If you’re making $200K/yr, maybe $150K of that is for your job and $50K is for being on-call. That seems like a more than fair price (or at least one that’s in the ballpark) for periodic on-call service.

2 comments

In my experience, often people paid more end up not having on-call duties. I know several people who have negotiated high salaries from the start of their employment along with a stipulation that they will never be on the on-call rotation.

In my own situation, I removed myself from on-call duties during a leave of absence, and never went back on after I returned to work. Since then, I've still gotten the same raises I got before.

An unfortunate reality of on call is that companies care about projects delivered, not disasters averted.

Unless your stepping in to right the ship when a company is on fire operationally, and can point to specific action/results you delivered to right the ship - getting pages 8x per week does nothing for your career.

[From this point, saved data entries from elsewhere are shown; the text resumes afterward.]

PR #342, opened 2015-03-24
Implement HBaseActionModifiable SPI to allow HBase level hookups into HB...

prazanna:
...ase Get/Put/Scan/Delete

### DIFF
--- a/kite-data/kite-data-hbase/src/main/java/org/kitesdk/data/hbase/DaoDataset.java
+++ b/kite-data/kite-data-hbase/src/main/java/org/kitesdk/data/hbase/DaoDataset.java
@@ -17,11 +17,20 @@ package org.kitesdk.data.hbase;
 
 import com.google.common.base.Preconditions;
 import java.net.URI;
+import java.util.List;
+
 import org.apache.avro.generic.IndexedRecord;
 import org.apache.hadoop.conf.Configuration;
 import org.apache.hadoop.mapreduce.InputFormat;
 import org.kitesdk.data.DatasetDescriptor;
 import org.kitesdk.data.Key;
+import org.kitesdk.data.hbase.impl.BaseDao;
+import org.kitesdk.data.hbase.impl.CompositeBaseDao;
+import org.kitesdk.data.hbase.impl.DeleteActionModifier;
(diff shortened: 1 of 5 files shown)


jackowaya:
This looks good to me. Other than copyrights and docs, the only thing that I would  consider is making unique modifiers available to get and delete as well. That's not super-critical though, which is why we haven't implemented it on the client template for the other methods. Probably more work than it's worth.

prazanna:
Corrected the Copyright year. Added Interface documentation (Actually missed to push a latest commit, the interface documentation was in that)

prazanna:
Thinking about the correct behavior of Action Modifiers. Ordering of action modifiers are important. I think an action modifier either replaces an equal one (equals()) in the list or gets added to the end. This provides some certainty while adding action modifiers without having to introspect the existing action modifiers. Unless I hear back, I will implement this and will update this PR.

rdblue:
@prazanna, what about using a name rather than equals to replace an existing modifier? That way you have more flexibility if you need to replace a modifier with one that isn't equal. This is minor.

prazanna:
@rdblue Hmm I preferred the equals() because it gives the flexibility. If I want the equals based on a name, I can implement it that way or I can just ignore equals() (or specify a name) if I dont care about duplicate modifiers. What do you think?

rdblue:
That sounds good to me. Like I said, it is a minor thing so whatever you want, as the person using it.

jackowaya:
I agree with @prazanna that equals is a little better here. 

I think we need to reword the documentation on the modifiers a little bit. It says that they run in the order that they are added, but it isn't clear from the doc that if you replace a modifier (by giving one that's equal to an existing one) your new modifier will run in the original one's slot.

The wording is a little tricky. Maybe instead of "in the order they are added" it should be "in the order they were originally added"? That's not great either.

prazanna:
@rdblue - If you are okay with the commit here, can you merge in the PR? Thanks.

rdblue:
+1

rdblue:
Merged in https://github.com/kite-sdk/kite/commit/005991d. Thanks @prazanna!

PR #343, opened 2015-03-26
CDK-970: Fix IncompatibleSchemaException.check.

rdblue:
Now throws IncompatibleSchemaException instead of ValidationException.


tomwhite:
Tests need updating, but otherwise looks good.

PR #344, opened 2015-03-26
CDK-971: Add method to find datasets from existing data files

rdblue:
This is based on CDK-902 and includes CDK-970 so tests pass. The relevant commit is https://github.com/kite-sdk/kite/commit/c819fc8c20ea5f4a69181bed3ac500e78db688cc


rdblue:
Fixed Tom's comments from https://github.com/rdblue/kite/commit/c819fc8c

This still depends on #343 and #321, so it isn't ready to go yet. I think it is ready for more reviews. This clarified the `findPotentialDatasets` behavior in docs: it purposely does not check external metadata sources, like the Hive MetaStore or `.metadata` folders. Instead, this shows what is actually in the FS.

This also sets a flag on the descriptor when a dataset has data files at different depths: "kite.filesystem.mixed-depth". Kite doesn't support mixed-depth datasets, but if the data appears to form a single dataset then this should report it correctly.

PR #345, opened 2015-03-31
CDK-978: Allow HBaseDatasetRepository to be created with an existing HTablePool

prazanna:
Allow HBaseDatasetRepository to be created with an existing HTablePool


rdblue:
`HTablePool` is removed in newer versions, should we stop using it instead of patching the behavior? I guess this is now the recommended method: https://hbase.apache.org/book.html#client.connections

prazanna:
Yea, thats probably best. Let me see if I can find time to do that. Closing this PR.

If that was the case we could easily see it in the salaries of on-call versus not on-call positions. This is clearly not the case.
That's mostly because our industry is a bit of a mess. We clearly have different people doing completely different roles that are in the same career ladder with the same title. Forget on call, some folks with the same titles and same salaries often do easier or harder jobs. That's a separate problem.

Salaries in the industry have a lot of expectations baked in, like the expectations of being able to learn and train yourself without the company having to pay for it (aside the occasional paid book). Being on call is another. That some folks can get the same pay regardless of their responsibilities or how hard their job actually is is, indeed, a problem.